▶ Task
Search the listing for the string "static" and copy every line that contains it.

▶ Dataset content
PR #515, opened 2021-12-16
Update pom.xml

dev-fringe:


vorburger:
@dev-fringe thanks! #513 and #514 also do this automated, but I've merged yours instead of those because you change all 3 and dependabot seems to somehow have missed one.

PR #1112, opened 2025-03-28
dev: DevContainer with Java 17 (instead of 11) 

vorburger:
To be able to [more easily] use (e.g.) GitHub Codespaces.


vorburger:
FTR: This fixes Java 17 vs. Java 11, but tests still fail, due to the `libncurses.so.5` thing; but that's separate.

==

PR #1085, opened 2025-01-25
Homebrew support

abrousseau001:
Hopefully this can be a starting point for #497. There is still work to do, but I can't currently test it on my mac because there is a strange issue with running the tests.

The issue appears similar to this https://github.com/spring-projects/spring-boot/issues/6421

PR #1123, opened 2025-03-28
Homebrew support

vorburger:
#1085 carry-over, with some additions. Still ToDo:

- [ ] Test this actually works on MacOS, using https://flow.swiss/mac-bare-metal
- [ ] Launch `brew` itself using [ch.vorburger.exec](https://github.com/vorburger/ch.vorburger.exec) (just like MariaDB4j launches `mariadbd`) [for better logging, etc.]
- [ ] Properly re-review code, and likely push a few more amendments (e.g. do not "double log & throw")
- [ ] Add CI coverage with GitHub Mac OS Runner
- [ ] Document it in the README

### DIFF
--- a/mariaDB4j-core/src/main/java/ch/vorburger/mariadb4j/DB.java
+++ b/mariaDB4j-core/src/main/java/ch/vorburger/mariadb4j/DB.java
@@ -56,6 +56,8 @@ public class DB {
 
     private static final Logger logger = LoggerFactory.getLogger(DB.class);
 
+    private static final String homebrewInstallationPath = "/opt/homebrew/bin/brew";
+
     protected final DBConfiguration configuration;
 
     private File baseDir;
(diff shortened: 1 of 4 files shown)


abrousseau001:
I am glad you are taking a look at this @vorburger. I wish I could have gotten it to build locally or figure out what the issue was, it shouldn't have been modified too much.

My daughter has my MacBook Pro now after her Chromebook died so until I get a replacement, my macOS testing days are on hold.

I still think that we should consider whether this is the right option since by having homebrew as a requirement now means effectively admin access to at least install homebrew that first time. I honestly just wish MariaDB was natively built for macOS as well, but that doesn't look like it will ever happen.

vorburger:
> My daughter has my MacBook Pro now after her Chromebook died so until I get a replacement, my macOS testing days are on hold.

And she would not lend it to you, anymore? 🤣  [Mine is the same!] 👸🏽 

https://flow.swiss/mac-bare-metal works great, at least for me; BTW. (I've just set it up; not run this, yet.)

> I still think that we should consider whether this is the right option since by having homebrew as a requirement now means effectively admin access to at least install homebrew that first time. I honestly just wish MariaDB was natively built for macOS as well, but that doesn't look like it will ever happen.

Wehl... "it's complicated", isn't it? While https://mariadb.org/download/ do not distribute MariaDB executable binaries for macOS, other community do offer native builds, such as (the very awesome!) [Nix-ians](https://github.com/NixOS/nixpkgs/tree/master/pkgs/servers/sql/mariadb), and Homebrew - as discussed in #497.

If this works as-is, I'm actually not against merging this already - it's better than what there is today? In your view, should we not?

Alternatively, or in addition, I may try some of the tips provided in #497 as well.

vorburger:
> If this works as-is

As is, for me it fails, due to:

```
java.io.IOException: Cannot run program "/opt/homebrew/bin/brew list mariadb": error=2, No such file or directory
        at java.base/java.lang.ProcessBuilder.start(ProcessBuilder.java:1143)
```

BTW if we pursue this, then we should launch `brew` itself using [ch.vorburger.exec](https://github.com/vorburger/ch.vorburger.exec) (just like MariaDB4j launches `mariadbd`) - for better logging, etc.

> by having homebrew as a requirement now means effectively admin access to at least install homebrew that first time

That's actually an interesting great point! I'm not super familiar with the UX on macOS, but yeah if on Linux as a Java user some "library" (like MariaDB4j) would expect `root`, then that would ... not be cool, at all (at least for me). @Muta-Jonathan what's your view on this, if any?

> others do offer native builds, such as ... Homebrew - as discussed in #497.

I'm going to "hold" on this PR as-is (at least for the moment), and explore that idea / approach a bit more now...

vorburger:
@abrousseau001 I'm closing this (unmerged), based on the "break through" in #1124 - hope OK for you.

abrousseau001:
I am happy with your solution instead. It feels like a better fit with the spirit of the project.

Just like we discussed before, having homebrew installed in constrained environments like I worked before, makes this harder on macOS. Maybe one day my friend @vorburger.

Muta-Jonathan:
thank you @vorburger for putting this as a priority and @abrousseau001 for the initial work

▶ Solution
     private static final Logger logger = LoggerFactory.getLogger(DB.class);
+    private static final String homebrewInstallationPath = "/opt/homebrew/bin/brew";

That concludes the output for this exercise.